14. A method of reducing alkaloid content in a plant comprising down-regulating a nicotine biosynthesis gene and a622, wherein a622 is encoded by a nucleotide sequence selected from the group consisting of:

(a) 1, SEQ ID NO;

(b) a nucleotide sequence encoding a polypeptide having the amino acid sequence shown in SEQ ID NO. 2; and

(c) a nucleotide sequence encoding a polypeptide having one or more conservative amino acid substitutions as compared to the polypeptide having the amino acid sequence set forth in SEQ ID NO. 2 and having A622 expression.

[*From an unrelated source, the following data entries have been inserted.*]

PR #1292, opened 2018-07-09
More depths to allowing languages in DFLT

mhosken:
Need to allow DFLT based languagesystem commands.

Fix the problem that if a sublanguage is used in the DFLT script that all those lookups end up in DFLT dflt. Just treat it all like any other script.

### DIFF
--- a/Lib/fontTools/feaLib/builder.py
+++ b/Lib/fontTools/feaLib/builder.py
@@ -704,10 +704,7 @@ class Builder(object):
                 if key[:2] in self.get_default_language_systems_():
                     lookups = [l for l in lookups if l not in dflt_lookups]
                 self.features_.setdefault(key, []).extend(lookups)
-        if self.script_ == 'DFLT':
-            langsys = set(self.get_default_language_systems_())
-        else:
-            langsys = set()
+        langsys = set()
         langsys.add((self.script_, language))
         self.language_systems = frozenset(langsys)
 
--- a/Lib/fontTools/feaLib/parser.py
+++ b/Lib/fontTools/feaLib/parser.py
@@ -1207,10 +1207,6 @@ class Parser(object):
         script = self.expect_script_tag_()
         language = self.expect_language_tag_()
         self.expect_symbol_(";")
-        if script == "DFLT" and language != "dflt":
-            raise FeatureLibError(
-                'For script "DFLT", the language must be "dflt"',
-                self.cur_token_location_)
         return self.ast.LanguageSystemStatement(script, language,
                                                 location=location)
 


mhosken:
NB The PairPosTable test ttx showed the faultiness of the current code before the fix with one feature listing the lookup twice.

anthrotype:
thanks, overall this lgtm.
would be nice to also add an explicit test for this situation of DFLT script, non-dflt language.

Lib/fontTools/feaLib/builder.py
```diff
@@ -704,10 +704,7 @@ def set_language(self, location, language, include_default, required):
                 if key[:2] in self.get_default_language_systems_():
                     lookups = [l for l in lookups if l not in dflt_lookups]
                 self.features_.setdefault(key, []).extend(lookups)
-        if self.script_ == 'DFLT':
-            langsys = set(self.get_default_language_systems_())
-        else:
-            langsys = set()
+        langsys = set()
```
anthrotype: This and the lines following can be simplified now: instead of creating a mutable empty set, calling add and then converting it to a frozenset, you could directly initialise the frozenset in one go

Lib/fontTools/feaLib/builder.py
```diff
@@ -704,10 +704,7 @@ def set_language(self, location, language, include_default, required):
                 if key[:2] in self.get_default_language_systems_():
                     lookups = [l for l in lookups if l not in dflt_lookups]
                 self.features_.setdefault(key, []).extend(lookups)
-        if self.script_ == 'DFLT':
-            langsys = set(self.get_default_language_systems_())
```
anthrotype: Wait, I’m not 100% sure it’s correct that you got rid of that call to  get_default_language_systems_ here.
Supposedly that was a “feature” (ie. falling back to DFLT dflt when no languagesystems statement are exlicitly defined in feature file). I need to check again again the fea spec. I’ll look at this tomorrow, I’m out of the office now.

anthrotype:
also i'm not very happy that we are unilaterally implementing this in feaLib while the Feature FIle spec is not also updated
https://github.com/adobe-type-tools/afdko/issues/438

mhosken:
I agree that the spec should be updated. I do hope that this PR doesn't await that change since it is blocking production. TIA.

readroberts:
@anthrotype I will be updating the afdko feature file spec to match the open type spec sometime in the next few days.

mhosken:
ping

readroberts:
@anthrotype @mhosken I have updated wording for the feature file spec, and a fix for makeotf, but I have another change in feature file spec wording pending ( see issue 1273) and wanted to wait so as to submit both as one update to the feature file spec.

mhosken:
ping2

anthrotype:
sorry Martin, I still have some concerns and would like to play with this a bit more. I promise this won't take another week.

readroberts:
@mhosken @anthrotype Note that I made an update to the feature file spec and makeotf code in afdko PR's 503 and 498.

Lib/fontTools/feaLib/builder.py
anthrotype: ok, I finally checked this. Martin is correct, the whole `if` block here was wrong.

The parser asserted that the only valid language tag that could be associated with script "DFLT" was "dflt"; so, what this `if self.script_ == 'DFLT':` block was doing basically was that, if a feature contained explicit `script DFLT; language dflt` statements then any rules or lookup defined after them would be registered not only for DFLT/dflt, but also (and that's incorrect) for all the globally defined languagesystems. And that is why in the PairPosSubtable.ttx expected test result, the same kernlookup was incorrectly registered twice under latn/dflt language system: i.e. once because of the explicit DFLT/dflt that precedes, and again because added specifically to latn/dflt in the following statements.

https://github.com/fonttools/fonttools/blob/632192804fefc4a0f7d37f54e2cc25b82f6b460e/Tests/feaLib/data/PairPosSubtable.fea

What the Feature File spec says, instead, is:

> Rules that are specified after the start of a feature and before the first "script" and/or "language" statement will be included in all the language systems specified by the "languagesystem" statements. If you do not want any of the rules in the feature to be registered under the language systems specified by the "languagesystem" statements, then a "script" and/or "language" statement for a script must be present before the first rule in the feature.

which is exactly what that feature file snippet is doing: i.e. it defines an explicit script/language combination, in this case DFLT/dflt, so the here meaning is: "I do not want to register the following lookup for all the global languagesystems, but only for this specific one".  There is nothing special about DFLT/dflt combination as far as the determination of the _default lookups_. The spec only says that the rules/lookups that occur between the start of the feature and the _first script_ (doesn't say the first non-DFLT script) are are added to all languagesystems.

Thanks @mhosken for spotting this!

anthrotype:
@readroberts I see you added the requirement that 

> Any other language statements using the 'DFLT' script tag must precede all other language statements.

why exactly is that? feaLib currently doesn't enforce this.

anthrotype:
anyway, now it does (d3229d5)

readroberts:
@anthrotype I think you are correct that there is no need to require that "Any other language statements using the 'DFLT' script tag must precede all other language statements." I'd be fine with removing this restriction.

15. The method of claim 14, wherein the nicotine biosynthesis gene is selected from the group consisting of: aspartate oxidase, quinolinate synthase, quinolinate phosphoribosyltransferase, ornithine decarboxylase, putrescine N-methyltransferase and diamine oxidase.

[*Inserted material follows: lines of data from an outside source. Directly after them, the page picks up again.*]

PR #1302, opened 2018-07-26
Fix subtable break

moyogo:
The PairPos subtable break was being forced after each 'pos' statement following a 'subtable' statement, it should only be forced the time.


anthrotype:
Thanks Denis! You're right, the state of the builder needed to be reset after building each subtables!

16. A genetically engineered plant cell isolated from a plant having reduced a622 expression and reduced alkaloid content, wherein a622 is encoded by a nucleotide sequence selected from the group consisting of:

(a) 1, SEQ ID NO;

(b) a nucleotide sequence encoding a polypeptide having the amino acid sequence shown in SEQ ID NO. 2; and

(c) a nucleotide sequence encoding a polypeptide having one or more conservative amino acid substitutions as compared to the polypeptide having the amino acid sequence shown in SEQ ID NO. 2 and having A622 expression.

17. The plant cell of claim 16, wherein the plant cell is isolated from a genetically engineered tobacco plant.

18. The plant cell of claim 16 or 17, wherein said alkaloid is nicotine.

19. The plant cell of claim 16 or 17, wherein said alkaloid is anatabine.

20. An alkaloid reduced product produced from a plant comprising the plant cell of any one of claims 16-19, wherein the product is selected from the group consisting of: tobacco products, food ingredients, feed products, feed ingredients, nutritional supplements and biofuels.

21. The reduced alkaloid product of claim 20, wherein said product is selected from the group consisting of: cigarettes, cigarette-used tobacco leaves, cigars, cigar-used tobacco leaves, pipe tobacco, chewing tobacco, snuff, whole tobacco leaves, cut tobacco and shredded tobacco.